Comment 5 Jacob Lifshay 2024-01-02 10:02:13 GMT
(In reply to Luke Kenneth Casson Leighton from comment #4)
> comparators against VL are absolutely out.

the comparison against VL happens in the mtidx instruction, where gate efficiency isn't as critical, *not* when the idx register is used.

> please drop this extraneous change and keep to the topic at hand
> for the third time of requesting in under 24 hours.

this bug is the topic at hand because this message is posted on this bug. if you want to talk aspects other than if out-of-range should have defined behavior, there is a different bug for that: bug #1242
Comment 6 Jacob Lifshay 2024-01-02 10:28:36 GMT
(In reply to Luke Kenneth Casson Leighton from comment #4)
> comparators against -1 are likewise not a good idea.
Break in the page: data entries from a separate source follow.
PR #503, opened 2022-03-25
Add External entities

lucidobservor:
### Relevant information

Infinite Tracing produces DistributedTraceProcessSummary events. These DistributedTraceProcessSummary events include unmonitored externals. In the case of these unmonitored externals, we basically “synthesize” an entity that represents that url.

So we’ve got all of these DistributedTraceProcessSummary events out there and we’ve synthesized these entity guids and attached them to those events. However, since these entities are not monitored with New Relic, they are never indexed by the entity platform and so you can’t search on them or filter by them, etc.

We _believe_ adding this synthesis definition will allow Entity Platform to start indexing the data contained in those DistributedTraceProcessSummary events.

Some Slack discussion in #external-entities

### Checklist

* [x] I've read the guidelines and understand the acceptance criteria.
* [x] The value of the attribute marked as `identifier` will be unique and valid. 
* [x] I've confirmed that my entity type wasn't already defined. If it is I'm providing an
 explanation above.

PR #517, opened 2022-03-31
Add external service

lucidobservor:
### Relevant information

This is an updated version of this PR: https://github.com/newrelic/entity-definitions/pull/503

In the previous PR, I made a lot of commits where the `user.name` and `user.email` were not associated with a public github account, meaning I could not accept the CLA. This PR rectifies this.

We (the DT team) believe that this PR, in conjunction with PR 107 on internal service, should suffice to start materializing the unmonitored external entities sent in DistributedTraceProcessSummary records. I do not believe the order in which those tow PRs are merged will matter.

a comparison against -1 takes less latency than the addition that indexing mode already has to do anyway. a comparison would have the latency of an 8-input and-gate, which is comparable to a 2-bit adder, and we need at least a 7-bit adder either way.

remember all those can be done in parallel. the only additional latency is that of 1 layer of nand or nor gates (depending on what register number the zero register is given), or can be merged into the final layer of xor gates for the sum output, giving essentially zero additional latency.

alternatively, instead of having a zero register, it could just change that input/output to use r0, which might be even more powerful since it allows loading zero for compatibility, as well as any other value you want to stuff in r0. additionally, this alternative only requires 7-bit register numbers instead of kinda 8-bit.
Comment 7 Jacob Lifshay 2024-01-02 11:22:43 GMT
I'm dropping this for now, but i think it's worth reconsidering at least the change to mtidx at some later point (doesn't modify fetch/decode/etc. at all), so i'm marking this deferred.